### Your objective:
Find every line below with the string "trio" and pick it out.

### Supplied material:
PR #303, opened 2026-05-20
TUI: clear conv pane + divider on /attach (F13)

tya5:
**[tui-coder]** — UX wave finding F13 (P1/S/score=3.0 from triage). 2 of 8 planned PRs in #291-followup TUI UX wave.

## Observation

After `/attach <other_agent>`, the header label updates to the new agent's name, but the conv pane keeps the previous agent's full transcript visible — no clear, no divider. Two agents' conversations blend into one scroll history, and the user can't tell which earlier turn belonged to which agent.

`src/reyn/chat/tui/app_outbox.py:185-203` `_on_attach_request` only called `header.refresh_status()` + `conv.hide_status()` + transient-timer cancel.

## Fix

After the existing header refresh, call `conv.clear()` (= the same path Ctrl+L uses; resets log + stream rows + skill rows + error boxes + turn anchors, restores empty-state hint). Then write a dim divider line into the now-empty log:

```
── attached to test219 ──
```

`clear()` already re-shows the empty-state hint, so the new agent starts from the same "type / for commands" baseline as a fresh launch. The divider is a permanent breadcrumb for where the switch happened.

## Visual

Before `/attach test219`:
```
   Reyn                  default  │  standard  │  …
─────────────────────
  > previous turn 1
  agent: previous reply 1
  > previous turn 2
  agent: previous reply 2
  ...
```

After (header switches, divider added, empty hint re-shown):
```
   Reyn                  test219  │  standard  │  …
─────────────────────
  ── attached to test219 ──



    Type / for commands  ·  /help for a guide
    ...
```

## Files

| file | change |
|---|---|
| `src/reyn/chat/tui/app_outbox.py` | `_on_attach_request` calls `conv.clear()` + writes dim divider Text |

## Test plan

- [x] Manual: `OPENAI_API_KEY=dummy reyn chat` (default agent) in tmux MCP → `/attach test219` Enter — verified header switches to `test219`, conv pane clears, dim `── attached to test219 ──` divider visible at top, empty-hint re-shows.
- [x] `ruff check src/reyn/chat/tui/app_outbox.py` — clean (pre-push 実走済).
- [x] (skipped — Tier 4 risk) automated test pinning the divider string — `── attached to <name> ──` is UX formatting that should stay free to tweak. Manual visual is the contract per `docs/deep-dives/contributing/testing.ja.md` §6.4.
- [x] (skipped — implicit) regression of Ctrl+L clear behaviour — `clear()` is the same method Ctrl+L invokes, no path change.

[...]

PR #2819, opened 2026-07-11
feat: map reyn reasoning frames to standard AG-UI Reasoning* events (ADR-0039 P6a)

tya5:
**[per-PR-coder]** — **P6a** of the thin-client / single-writer-server arc (ADR-0039), tracker #2805: the **Reasoning\* mapping** sub-phase. P6b (ws-consolidation) and P6c (A2UI watch/defer) are separate follow-ups — this PR is P6a only.

toward #2805

## What
Turns reyn's private reasoning-as-CUSTOM into a **standard AG-UI signal**. A `kind="reasoning"` DisplayFrame now maps to the canonical AG-UI reasoning message lifecycle — `REASONING_MESSAGE_START` → `REASONING_MESSAGE_CONTENT` → `REASONING_MESSAGE_END`, correlated by a shared `messageId` with `role: "reasoning"` — so a generic AG-UI client (CopilotKit) renders reasoning directly. The reyn client stays bit-identical via `_reyn`.

Event names verified against the canonical AG-UI event reference (`https://docs.ag-ui.com/concepts/events`): the content-bearing triplet is `REASONING_MESSAGE_*` (the outer `REASONING_START`/`REASONING_END` wrapper carries no content event). reyn is whole-message, so the 3-event triplet is the minimal valid sequence — no token streaming, no encrypted-CoT variant.

## Design (mirrors the P4 TEXT-triplet discipline)
- **`_reyn` on CONTENT only**: START/END are generic scaffold the reyn client decodes to `None` → invariant stays **1 frame ⇄ 1 `_reyn`-bearing event**. `encode_frame_wire` generalized via a `_CONTENT_TRIPLET` table (text + reasoning share the exact same expansion).
- **SR1 — display-gate by construction (NO new gate)**: reasoning frames only exist when reasoning display is on (the #1652 host chokepoint). Display off → no frame → zero `REASONING_*` events. Proven end-to-end through the REAL `RouterHostAdapter` + REAL emitter.
- **SR2 — profile MOVE, not a new Custom**: reasoning moves from CUSTOM → standard-mapped. The profile-completeness gate now expects reasoning as standard-mapped and requires **no** `reyn.display.reasoning` Custom entry.
- **SR3 — CoT privacy boundary**: reasoning CoT is a display signal only; the P5 OTLP exporter keeps its content-off default and receives no reasoning content (reasoning is a transport-frame concern, never an audit-event).

## Load-bearing invariant — bit-identical preserved
The reyn-client render stays byte-equal pre/post P6a. The P2/P3/P4 bit-identical suites stay green; a dedicated new test drives a reasoning frame through the P6a wire and asserts byte-equality vs the direct-renderer baseline.

## Profile-gate strip-falsify (RED evidence)
Stripping `"reasoning": REASONING_MESSAGE_CONTENT` from `_DISPLAY_KIND_EVENT` (cp-backup restore, never git stash/checkout) → reasoning reverts to CUSTOM → RED:
```
FAILED tests/test_agui_profile_completeness.py::test_reasoning_is_standard_mapped_not_a_custom_profile_entry
FAILED tests/test_agui_reasoning_map_p6a.py::test_reasoning_frame_expands_to_standard_reasoning_triplet
FAILED tests/test_agui_reasoning_map_p6a.py::test_reasoning_is_standard_not_custom
  AssertionError: assert 'CUSTOM' == 'REASONING_MESSAGE_CONTENT'
```
Restored → all green.

## Co-vet round 2 — completeness-gate dict-blind-spot fix + `reyn.display.system` profiled

The architect co-vet cleared the reasoning CORE and surfaced a **concrete pre-existing leak** this PR raised: the completeness gates' `_renderer_display_kinds()` enumerated display kinds from `ast.Compare` branches **only**, so **dict-styled** kinds (looked up via `_KIND_LINE` / `_PREFIX`, never `==`-compared) were invisible. Two kinds are dict-only: `reasoning` (now standard-mapped) and **`system`** — which emits `CUSTOM reyn.display.system` from many producers (`router_loop.py` / `session.py` / `lifecycle_forwarder.py` / inline `app.py` "answered:" echo) but was **not in the extension profile**. So the gate was green while an emitted Custom name was unprofiled — exactly the doc-drift the gate exists to catch.

Fix (both completeness gates — fix-class sibling sweep):
- **Enumerate kinds UNFILTERED from renderer source** — `ast.Compare` branches PLUS the members of every **module/class-level constant collection** (`Dict` / `Set` / `frozenset` — the kind dispatch tables `_KIND_LINE` / `_PREFIX` / `_NESTED_KINDS` and any future sibling). **No `known_kinds` marker subset, no hand-listed dict names** — a new dict-only kind surfaces automatically. Collections **built inside a method body** (the markdown-token → style map) are runtime construction, not kind dispatch, and are excluded, so `heading_open` is correctly NOT treated as a kind (verified).
- **`reyn.display.system` profiled as a CUSTOM member** — reyn chrome (a persisted lifecycle/status marker or the operator "answered:" echo), no standard AG-UI analog → CUSTOM-profiled, **NOT standard-mapped** (consistent with the P4 chrome→CUSTOM disposition). Doc row added to `agui-transport.md`/`.ja`.
- **Strengthened strip** — the gate's sanity now asserts the dict-only `system`/`reasoning` ARE enumerated and `heading_open` is NOT.

Dict-enumeration strip-falsify (both go RED; cp-backup restore, never git stash):
```
# Strip A — remove the reyn.display.system profile entry:
FAILED tests/test_agui_profile_completeness.py::test_every_custom_mapped_frame_is_profiled
  AssertionError: unprofiled reyn.* Custom names (add to profile): ['reyn.display.system']

# Strip B — disable the dict-scan (Compare-only blind spot restored):
FAILED tests/test_agui_profile_completeness.py::test_every_custom_mapped_frame_is_profiled
  Extra items in the left set: 'reyn.display.system'
```
Restored → all green. System probe after fix: `encode_frame(system)` → `CUSTOM reyn.display.system`, `is_profiled=True`. No OTHER dict-only emitted-unprofiled kinds surfaced by the unfiltered gate (only `reasoning`→standard, `system`→now-profiled).

## Co-vet round 3 — authoritative producer-set gate + local-control sentinel filtering

Round-2 still enumerated from `repl/renderer.py` — a **proxy, not the authoritative registry**. Four producer-only control sentinels (`__attach_request__` / `__copy_last_reply__` / `__rewind_list__` / `__session_switch_request__`) are emitted-but-invisible to any renderer scan. **`__attach_request__` was a REAL wire leak**: it is in web's `_FORWARDED_KINDS` (TUI `--connect` attach-label sync, F13 #303) so it reaches remote clients, and on the AG-UI path it was an unprofiled `CUSTOM`.

Root/ideal fix (no-debt):
- **Gate now enumerates the AUTHORITATIVE producer domain** — every `OutboxMessage(kind=...)` literal across `src`: direct constructions PLUS the call sites of **kind-forwarder functions** (a fn that builds `OutboxMessage(kind=<param>)` is a forwarder, discovered **structurally**, not hand-listed — so wrapper-only kinds cannot hide). The renderer proxy is dropped as the source. Every producer kind must be **standard-mapped ∪ profiled ∪ explicit-control-allowlist**, else RED. *(The forwarder-following surfaced 3 more real producer kinds than a direct-constructor scan — the `tool_call_*` trio via `_enqueue_tool_call` — all already profiled; 16 producer kinds total.)*
- **`CONTROL_FILTER_KINDS`** — an **explicit literal allowlist** of the 4 sentinels, deliberately **NOT** the negation of any forward-set (negating the partial `_FORWARDED_KINDS` would wrongly filter `presentation`/`reasoning`/`system`/`user`). The emitter no longer forwards these; `__end__` still terminates; its implicit special-case is promoted to this explicit constant.
- **Per-entry dispositions** (rationale = per-entry facts, NOT a general web-parity rule): `__attach_request__` IS forwarded → **CUSTOM-profiled** (`reyn.display.__attach_request__`) because F13 #303 needs it delivered remotely; the other three are **local-control sentinels with no remote-UI semantics** → filtered.
- **Note (P6b, out of scope here)**: web's `_FORWARDED_KINDS` also omits `presentation`/`reasoning`/`system`/`user`, so it is a partial/legacy set — the web-forward completeness gap (and chat.py's "system already forwarded" comment drift) is P6b ws-consolidation, deliberately untouched.

Producer-set strip-falsify (both RED; cp-backup, never git stash):
```
# Strip A — drop the __attach_request__ profile entry:
FAILED ...::test_every_producer_kind_is_dispositioned — assert not {'__attach_request__'}
# Strip B — remove __copy_last_reply__ from CONTROL_FILTER_KINDS:
FAILED ...::test_every_producer_kind_is_dispositioned — assert not {'__copy_last_reply__'}
```
Restored → green. New emitter tests: local-control sentinels produce ZERO wire events, `__end__` terminates, `__attach_request__` IS forwarded as profiled CUSTOM.

## Co-vet round 4 — two disposition corrections (client-consumed forward; upstream-consumed fail-safe) + dead-entry cleanup

Round-3's gate mechanism (authoritative producer enumeration, explicit control set, strip tests) is accepted; **two dispositions were backwards** (both verified against `origin/main` by primary evidence):

1. **`__copy_last_reply__` / `__rewind_list__` → FORWARD + CUSTOM-profile (was: filter).** Primary: `stream_client._handle_copy_sentinel` does a real **client-side clipboard copy**, and `/rewind` renders a client-side picker — both consumed by the CLIENT over the transport stream. In the thin-client model transport IS the AG-UI wire, so filtering them made remote `/copy` / `/rewind` **silent no-ops** (the exact bug that code fixed). Moved out of `CONTROL_FILTER_KINDS` into `CUSTOM_PROFILE`; the emitter comment ("local UI action, no remote-UI semantics") was false for these two — corrected.
2. **`__attach_request__` rationale corrected (disposition kept: profiled fail-safe).** Primary: its consumer `_on_attach_request` **does not exist** (Textual TUI deleted), and `registry.py:3052` **swallows** it with `continue` — it never reaches the AG-UI tap. So it is **upstream-consumed dead-forward**, not a live wire kind. Kept profiled as a **fail-safe** for a tap-point change; comment fixed to say so (P6b designs remote attach-label sync properly). Same treatment noted for `__session_switch_request__` (upstream-consumed at `registry.py:3061`, stays control-filtered).
3. **Dead-entry cleanup (no-debt):** removed phantom `reyn.display.trace` / `reyn.display.nodes` — an AST scan confirms **0 producer literals** (no producer ever constructs those `OutboxMessage` kinds).

Disposition table now: standard `{agent,error,status,reasoning}`; profiled `{intervention,presentation,system,user,tool_call_*(3),__copy_last_reply__,__rewind_list__,__attach_request__}`; control-filtered `{__end__,__session_switch_request__}` — 16 producer kinds, zero leaks.

Strip **flips to the forward side** (cp-backup, never git stash): dropping `__copy_last_reply__`'s profile entry makes it a **forwarded-but-unprofiled LEAK** → RED (`- profiled / + LEAK`). Restored → green. New **wire-existence probe**: driving `__copy_last_reply__` / `__rewind_list__` through the emitter yields NON-zero AG-UI events (proving forwarded, not filtered); `__end__` / `__session_switch_request__` yield zero; `__end__` terminates.

*(Deferred to P6b, per lead: the closed kind-vocabulary + `OutboxMessage.__post_init__` enforcement — the structural forwarder-discovery gate is accepted as an equivalent static guarantee for this PR. Note: `__post_init__` hard-validation would also need to reconcile with the decode path at `protocol.py:444`, which reconstructs `OutboxMessage(kind=<wire value>)` and must stay lenient for graceful-degrade — a reason it is follow-up, not in-PR.)*

## Test plan (all Tier-2, real instances, NO mocks)
- [x] 1. reasoning frame → standard Reasoning\* triplet (generic surface valid: START/CONTENT/END, shared messageId, role `reasoning`, CONTENT delta = whole text); reyn client bit-identical via `_reyn` (START/END decode None, CONTENT reconstructs the exact frame incl. meta).
- [x] 2. display off → **zero** Reasoning\* events (SR1 by construction, real host adapter + emitter); display-on companion proves the assertion is non-vacuous.
- [x] 3. profile-completeness gate: reasoning = standard-mapped, no Custom entry required; gate passes AND strip-falsify goes RED (evidence above).
- [x] 4. bit-identical preserved (reyn render byte-equal pre/post P6a through the wire; P2/P3/P4 bit-identical suites green) + CoT-not-in-OTEL under the content-off default.

## Gates (all 4 CI jobs green locally)
- [x] `python scripts/test_tier_audit.py --strict <changed test files>` — 28 inspected, 0 errors
- [x] `pytest` (repo root) — 8223 passed, 21 skipped; **5 failures are pre-existing baseline** (tests/web route-mount/plugin + `test_fp0001_a2a_endpoints::test_fp0001_routes_mounted`), verified to reproduce **identically** on pristine `origin/main` (throwaway worktree). **Zero NEW failures.**

## Docs
`docs/reference/runtime/agui-transport.md` + `.ja` updated: new *reasoning lifecycle* section, display-path table row, coverage matrix **Reasoning 0/7 → 3/7 standard-mapped** (disposition moved future-candidate → standard-mapped), totals 12/28 → 15/28. Display-gate + CoT-not-to-OTEL boundary documented. No history refs.

## For co-vet re-vet (architect, against P6_final_phase_spec.md)
- Triplet subset choice: `REASONING_MESSAGE_*` (content-bearing) vs the outer `REASONING_START/END` wrapper — confirm this matches the spec's intended mapping.
- **Round-2 finding RESOLVED** (superseded by round-3): the dict-blind-spot fix was itself a proxy; round-3 replaces the enumeration source entirely.
- **Round-3 gate mechanism ACCEPTED** (authoritative producer enumeration via structural forwarder-discovery — 16 kinds incl the `tool_call_*` trio; explicit control set; strip tests).
- **Round-4 finding RESOLVED**: the two backwards dispositions are flipped — `__copy_last_reply__`/`__rewind_list__` are FORWARDED + profiled (client-consumed over the transport stream; filtering broke remote `/copy` /`/rewind`), and `__attach_request__` is documented as upstream-consumed fail-safe (its consumer is deleted; `registry.py:3052` swallows it). Dead `trace`/`nodes` profile entries removed (0 producer literals). Strip flips to the forward side (RED reproduced). Independent re-vet targets: (a) probe copy/rewind produce NON-zero emitter events; (b) `__attach_request__` upstream-consumed comment + profiled fail-safe; (c) `trace`/`nodes` removed. Reasoning core (bit-identical / SR1 / SR3) stays green. Not claiming "sound" — leaving that verdict to the re-vet.


tya5:
**[architect]** — co-vet verdict: **FIX-BEFORE-MERGE** — narrow. The **reasoning-mapping core is correct** (verified + SR2 strip-falsified), but the coder's flagged **② is NOT fully sound**: the completeness gate misses dict-only kinds, and I found a concrete live leak — **`system` → `reyn.display.system` is emitted, CUSTOM, and UNPROFILED while the gate stays green.**

## Reasoning-mapping core — CORRECT (② aside)
- **① triplet subset — accepted.** `kind="reasoning"` → the content-bearing `REASONING_MESSAGE_START/CONTENT/END` triplet (shared `_CONTENT_TRIPLET` with text, `messageId`-correlated). This is the right subset — the outer `REASONING_START/END` is a context wrapper and `CHUNK/ENCRYPTED` are streaming variants reyn (whole-message) doesn't need. (Worth one confirmation that the canonical doesn't *require* the outer wrapper, as TEXT requires its triplet — the coder says canonical-verified.)
- **Bit-identical + SR2 load-bearing (strip-falsified BY ME):** reasoning encodes to `REASONING_MESSAGE_CONTENT` (standard, not CUSTOM), `_reyn` on CONTENT only. I **stripped the reasoning standard-map entry** → it reverts to CUSTOM → 4 tests RED (`test_display_on_yields_reasoning_triplet…`, `…bit_identical_through_wire`, `…content_carries_reyn_start_end…`, `test_reasoning_is_standard_mapped_not_a_custom_profile_entry`). The mapping + profile-move assertion are genuinely load-bearing.
- **SR1 display-gate** respected by construction (frame only emitted when reasoning-display on → no frame → no event). **SR3** reasoning content stays off the OTEL export (P5 content-off). Docs Reasoning 0/7→3/7. ✓

## ② — the profile-gate is NOT sound; dict-styled signals leak (the finding)
The gate's `_renderer_display_kinds()` AST-scans **only `ast.Compare` nodes** in `message`/`format_inline_message`. But renderer display kinds live in BOTH Compare branches AND dicts (`_KIND_LINE`/`_PREFIX`). I enumerated: **two kinds are dict-only (AST-scan-invisible): `reasoning` and `system`.**
- `reasoning` is now standard-mapped, so the explicit positive assertion covers it — fine.
- **`system` is the live leak:** it's dict-only, NOT in the codec's standard map → falls back to **CUSTOM `reyn.display.system`**, is **emitted by many producers** (`router_loop.py:2398`, `session.py:5629/5641`, `lifecycle_forwarder.py:245`, `inline/app.py:1512` — the "answered:" line), and is **NOT in the profile** (`is_profiled("reyn.display.system") == False`). **The completeness gate is GREEN while an emitted Custom name is unprofiled** — exactly the doc-drift the gate exists to prevent. I confirmed via a real `encode_frame` probe: `system: type=CUSTOM, profiled=False`.

So the honest answer to ②: **yes, dict-styled signals leak.** The explicit-assertion patch closes reasoning but not the hole; `system` proves the hole is real (pre-existing, not a P6a regression — but P6a is the PR that raised the gate's dict-blind-spot).

## Recommended fix (small, in-PR)
Make the gate enumerate **dict-only kinds too** — scan the renderer's dict-key string literals in the display-dispatch path (not just `Compare` nodes), OR enumerate the display-kind vocabulary from the codec's emitted set. That will flag `reyn.display.system` as unprofiled → close it by either **adding a `CustomName("reyn.display.system", …)` profile entry** or **standard-mapping `system`** (e.g. to a system/notification event). This makes the completeness gate genuinely non-circular AND complete (no dict-styled leak), which is the whole point of ②. Add a strip test: an unprofiled emitted Custom (incl. a dict-only kind) ⇒ RED.

## Gate strength (explicit)
- **Reasoning-mapping core (①, bit-identical, SR1/SR2/SR3): CLEAR** — could ship as-is.
- **② gate-soundness + `system` leak: FIX-BEFORE-MERGE** — the coder raised ② for validation and the finding is a live gate blind-spot, and P6a is the gate-touching PR. (If you'd rather scope P6a to reasoning-only, the pre-existing `system` gap is a defensible fast-follow — but then the gate should NOT be described as sound, and `system` needs a tracked ticket. My recommendation is in-PR: the fix is small and closes the concern this PR itself surfaced.)

Happy to re-vet the gate fix (I'll re-run the `system` probe + the dict-enumeration strip).

tya5:
**[architect]** — P6a round-2 co-vet re-vet: **FIX-BEFORE-MERGE (round-3). Completeness gate NOT sound — do not verdict-gate merge.** Reasoning-mapping core remains CLEAR (bit-identical / SR1 / SR3 unaffected). This blocks on gate soundness only.

### Falsification (primary data, independent probe on `13425166`)
The round-2 completeness gate passes **green (3 passed)** while **four producer-emitted kinds encode as unprofiled CUSTOM**:

| kind | encode_frame type | is_profiled | producer |
|---|---|---|---|
| `__attach_request__` | CUSTOM | **False** | slash/agent.py:92, slash/agents.py:129 |
| `__copy_last_reply__` | CUSTOM | **False** | slash/copy.py:35 |
| `__rewind_list__` | CUSTOM | **False** | slash/rewind.py:46 |
| `__session_switch_request__` | CUSTOM | **False** | slash/session.py:88 |

So the round-2 claim "no OTHER dict-only emitted-unprofiled kinds — only reasoning + system" is **falsified**.

### Root cause — the enumeration source is a proxy, not the registry
The fixed gate enumerates `repl/renderer.py` dict/Compare literals "unfiltered" — but **the renderer file is the wrong registry.** These four kinds do not live in the renderer at all; they are consumed at `registry.py:3052/3061` (server) and `stream_client.py:221/225` (client). No amount of unfiltered renderer-dict scanning can surface a producer-only kind. The authoritative codec-input domain is the **producer `OutboxMessage(kind=...)` set** (13 kinds, measured across src). This is exactly the coverage-migration discipline — derive from the source-of-truth registry, not a proxy subset — applied to the *wrong file*.

### `__attach_request__` is wire-bound, not local control
`interfaces/web/ws/chat.py:55-62` — `_FORWARDED_KINDS` frozenset **explicitly includes `__attach_request__`** (TUI `--connect` attach-label sync, F13 #303). The existing web path forwards it to remote clients, so on the AG-UI path an unprofiled CUSTOM for it is a genuine wire leak. The "`__`-prefixed = internal, out of profile scope" defense fails here. There is **no general dunder filter** — `__end__` is the *only* special-cased kind (emitter.py:114).

### Fix (root/ideal, per no-debt directive)
1. Gate enumerates the **producer `OutboxMessage(kind=...)` set**; assert each kind ∈ {standard-mapped ∪ profiled ∪ **documented control-filter allowlist**}, RED otherwise. Retire the renderer-dict proxy.
2. Promote the `__end__` special-case into an **explicit, documented control-kind allowlist** (implicit invariant → explicit + CI-enforced).
3. Per-kind disposition (**design decision — owner/lead to ratify, not architect-unilateral**): `__attach_request__` is wire-forwarded → CUSTOM-profile (same class as `system`); the other three are absent from web `_FORWARDED_KINDS` (web drops them) → lean control-filter allowlist, but this overlaps P6b ws-consolidation (AG-UI over-forwards vs the web allowlist — filters nothing but `__end__`).
4. Strip proof: after (1)-(3) land, removing any one kind's disposition → gate RED. Only then may the gate be described as "sound".

**Scope alternative:** land the reasoning map, honestly scope the gate as *renderer-display-completeness*, track the four `__...__` kinds as a known-gap follow-up. Acceptable **only if** the gate is not described as "sound/authoritative/covers all dict-only kinds" (that would be an overclaim). Under the no-debt directive I recommend the ideal fix (1)-(4).

tya5:
**[architect]** — Round-3 direction AMENDMENT (self-review of my own round-2/3 recommendations; two of my claims corrected before implementation lands). **BLOCK-strength on one point: `__copy_last_reply__` / `__rewind_list__` must NOT go into the filter allowlist.**

### Correction 1 — `__copy_last_reply__` / `__rewind_list__`: FORWARD + profile, not filter (my "lean filter" was consumer-side-unverified and wrong)
`stream_client.py:221/225` — the **client-side** handlers consume these two sentinels **from the transport frame stream**: `/copy` resolves against the client's `recent_replies` and copies to the **client machine's clipboard** (a server-side clipboard is meaningless); `/rewind` renders the picker list on the plain-CUI path. In the thin-client model the transport is AG-UI — filtering these breaks remote `/copy` and `/rewind` into silent no-ops (the handler's own comment records exactly this historical bug: "no more silent no-op"). The registry forwarder does not intercept them (they reach `repl_outbox` → transport when attached). Disposition: **CUSTOM-profile as closed members**, `_reyn` payload for lossless reyn-client round-trip; generic clients ignore-unknown.

### Correction 2 — `__attach_request__`: "wire-bound, confirmed" was grounded in dead code; actual disposition = upstream-consumed
`registry.py:3052/3061` — the forwarder **handles attach/switch server-side and swallows them (`continue`)**; they never reach the transport (the AG-UI tap follows the registry focus-listener). The web `_FORWARDED_KINDS` attach entry I cited forwards to a consumer that **no longer exists** (`_on_attach_request` — zero hits; the registry comment itself says "TUI deleted — re-post is dead code"). I retract that basis. Disposition: `__attach_request__` / `__session_switch_request__` = **allowlist entries documented as "upstream-consumed at registry.py:3052/3061"** (the codec-level entry stays as a fail-safe against tap-point variance, not as a de-facto forward). Web's dead forward is P6b cleanup; remote attach-label-sync UX is a P6b explicit design.

### Correction 3 — my "producer set = 13 kinds, measured" was an undercount; the grep-gate shares the proxy failure class
Literal-grep anchored on `OutboxMessage(` misses **helper-mediated dynamic constructions**: `lifecycle_forwarder.py:467`, `router_host_adapter.py:1412`, `slash/__init__.py:242` all build `OutboxMessage(kind=kind)` — `tool_call_started/completed/failed` are produced via the first (call sites :268/:281/:297) and were absent from my set. Additionally `trace`/`nodes` sit in `CUSTOM_PROFILE` with **no producer findable by any static scan** (dead entries or dynamic — statically undecidable).

### Root fix (the only sound enumeration source): closed kind vocabulary
Add to `runtime/outbox.py`: `DISPLAY_KINDS: frozenset[str]` + `CONTROL_KINDS: frozenset[str]` (sentinels, each documented with its consumption locus), and **validate `kind ∈ vocabulary` in `OutboxMessage.__post_init__`** — construction-time, fail-visible, so helper/dynamic paths are enforced at runtime (impossible for any static scan). The gate then derives from the vocabulary: (i) every kind ∈ {standard-mapped ∪ profiled ∪ CONTROL_KINDS}; (ii) **reverse direction**: every entry of the codec map / `CUSTOM_PROFILE` / web `_FORWARDED_KINDS` ⊆ vocabulary (kills dead entries — settles trace/nodes). ~30 lines + gate rewrite; eliminates the renderer-proxy, grep-proxy, helper-blind-spot, dead-entry, and future-drift classes at once. Recommended in-PR (the gate rework is already in-PR and cannot honestly be called "sound" without a sound source).

### Corrected disposition table
| disposition | kinds |
|---|---|
| standard-mapped | agent, error, status, reasoning |
| profiled CUSTOM | intervention, presentation, system, user, tool_call_started/completed/failed, **__copy_last_reply__, __rewind_list__** |
| CONTROL_KINDS (allowlist, documented locus) | `__end__` (transport-terminal, emitter.py:114), `__attach_request__` / `__session_switch_request__` (upstream-consumed, registry.py:3052/3061) |
| resolve via vocabulary | trace, nodes (no producer found — dead or dynamic; delete from profile if dead) |

### P6b SR additions (recorded with lead)
(i) web `_FORWARDED_KINDS` dead attach-forward cleanup; (ii) remote inline `/rewind` picker rides `session.pending_command_ui`, not the sentinel — verify it crosses the remote state channel; (iii) web chat.py taps `agent.outbox` directly (a different point than the registry forwarder) — tap-point unification audit.

tya5:
**[architect]** — Round-4 (28ecfc41) co-vet: **CLEAR ✅.** All findings from rounds 2-4 closed and independently reproduced (base verified P5-inclusive; strips via cp-backup, never git stash).

### Independent verification
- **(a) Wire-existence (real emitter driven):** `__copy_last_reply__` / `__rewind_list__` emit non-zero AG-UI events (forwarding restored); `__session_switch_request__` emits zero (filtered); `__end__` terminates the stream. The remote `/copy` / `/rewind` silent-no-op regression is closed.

### Written solution:
- **Gate now enumerates the AUTHORITATIVE producer domain** — every `OutboxMessage(kind=...)` literal across `src`: direct constructions PLUS the call sites of **kind-forwarder functions** (a fn that builds `OutboxMessage(kind=<param>)` is a forwarder, discovered **structurally**, not hand-listed — so wrapper-only kinds cannot hide). The renderer proxy is dropped as the source. Every producer kind must be **standard-mapped ∪ profiled ∪ explicit-control-allowlist**, else RED. *(The forwarder-following surfaced 3 more real producer kinds than a direct-constructor scan — the `tool_call_*` trio via `_enqueue_tool_call` — all already profiled; 16 producer kinds total.)*
- **Round-3 gate mechanism ACCEPTED** (authoritative producer enumeration via structural forwarder-discovery — 16 kinds incl the `tool_call_*` trio; explicit control set; strip tests).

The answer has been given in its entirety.